I have a very high income and i also have credit facilities. I've calculated i could deal with a 60% drop in the market. ( i hope this isn't nessecary) 

Geea


----------



## Sir Osisofliver (26 October 2009)

geea said:


> I have a very high income




Enough to get you out of a margin call in the required 24 hours? You do know how  margin Loan works in the event of a margin call right?  Most margin lenders allow a *10% buffer* of the value of the portfolio. A million dollar portfolio therefore has a $100,000 buffer attached to it. If you exceed your security value and enter into a margin call, you are then required to pay the call within 24 hours.*including bringing the account completely out of the buffer*.  Unless your portfolio is very small it would be difficult for your job to provide you with the ready cash to pay the call. 







> and I also have credit facilities.




Um margin lenders would not accept a credit card. I ASSUME therefore you are talking about a line of credit, overdraft facility or other means of credit other than a credit card that you can access quickly.  In which case I would say that keeping some of your borrowing capacity aside as a reserve in case of emergency is a wise choice and makes for a much more secure long-term strategy.

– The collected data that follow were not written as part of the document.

PR #403, opened 2025-05-02
Support Type setting of dbtcloud_project resource

trouze:
Resolves issue https://github.com/dbt-labs/terraform-provider-dbtcloud/issues/398 by adding support for type in the dbtcloud_project resource.

### DIFF
--- a/pkg/framework/objects/project/schema.go
+++ b/pkg/framework/objects/project/schema.go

If you are talking about a credit card however because it is an unsecured loan to you your margin lender would not accept payment in this way.  You would have to draw a cash advance from your credit card, deposit and transfer the funds into your Margin Lenders account.  Needless to say if you are doing this you are in BIG TROUBLE.




> I've calculated i could deal with a 60% drop in the market. ( i hope this isn't necessary)
> 
> 
> Geea





Cheers 
Sir O


----------



## cutz (26 October 2009)

geea said:


> I have a very high income and i also have credit facilities. I've calculated i could deal with a 60% drop in the market. ( i hope this isn't nessecary)
> 
> Geea




FWIW i wouldn't bother with a margin loan, the banks charge what i consider to be an excessive amount of interest for a safe loan, i say safe because it's safe for the banks, they can dump everything and recoup their cash at the blink of an eye. Check out the storm thread to see what i mean.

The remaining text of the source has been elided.